Texte de Willy PERSELLO
Une bible, un cœur de femme
Il faut un minimum finalement : de bonnes chaussures, comme en d’autres temps une bonne monture était requise pour les longs voyages, du change – si peu à l’expérience – et un petit gobelet d’aluminium. Un minimum. Et partir. Oui, partir, avec tout ce que cela suppose d’acquiescements et de renoncements : accepter de rompre les amarres, de reprendre le chemin interrompu hier, emporté que l’on était par la folie des jours et quitter tout. Laisser derrière soi ses repères et ses certitudes. Marcher… Accepter de se retrouver seule, avec ses jambes bientôt comme unique rapport au monde, et marcher encore sur les routes de Navarre, sans désormais plus aucune possibilité de se fuir.
Mais que va chercher Céline Anaya Gautier sur les chemins de Saint-Jacques-de-Compostelle ? Elle qui, alors qu’elle n’a pas encore trente ans, vient de passer plus d’un an au côté des femmes de la rue, à Paris, où, jour après jour, elle a côtoyé ces âmes et ces corps en souffrance, partagé l’inextricable de ces vies, l’urgence de leur détresse et la difficulté, chaque jour confirmée, de se remettre debout. Mais comment se relever de cette expérience-là ? Comment dépasser le séisme intérieur provoqué par ces miroirs trop encombrants ? Comment simplement continuer à vivre sans tiédeur ni résignation ?
Guidée par la sourde intuition que sa vie passe, à cet instant, par le pèlerinage de Saint-Jacques-de-Compostelle, elle part un début d’août, rejoint Saint-Jean-Pied-de-Port par le train, puis rattrape le camino frances ; elle ne le quittera plus des trente-trois jours suivants.
Les photographies rassemblées ici ne sont qu’un écho visuel à sa quête, où la communion spirituelle se confond avec le « qui suis-je ? » et sa cohorte de déclinaisons qui ne tardent pas, dans la solitude binaire de la marche, à envahir tout l’espace. A perte de vue le chemin, la nature et les nuées comme seul viatique. Des ciels, on dirait qu’ils sont le reflet de son état intérieur du moment : tantôt brouillés, tantôt bleus, tantôt lourds.
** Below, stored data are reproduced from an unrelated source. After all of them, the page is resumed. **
PR #375, opened 2020-02-11
datasource_digitalocean_droplet: use ExactlyOneOf to ensure only one way of specifying droplet

tdyas:
Upgrade terraform-plugin-sdk to gain access to the ExactlyOneOf attribute on `Schema`.


tdyas:
> Can you commit the corresponding changes to the contents of the vendor/ directory?

Sure. Just pushed a commit with output of `go mod vendor`.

Bien sûr, il y eut des rencontres ; autant de frères humains qui, quelles que soient leurs origines sociale et géographique, sont réunis là par une supérieure envie de vivre et de ne rien manquer de ce qui se vit en eux.
Depuis, les mois ont passé et Céline Anaya Gautier est repartie, l’appareil autour du cou, l’œil aux aguets, à la rencontre des hommes et des femmes du monde. Autant de rendez-vous avec elle-même qui, si elle ne se perd pas en chemin, feront d’elle une digne héritière des photographes humanistes des années 1950.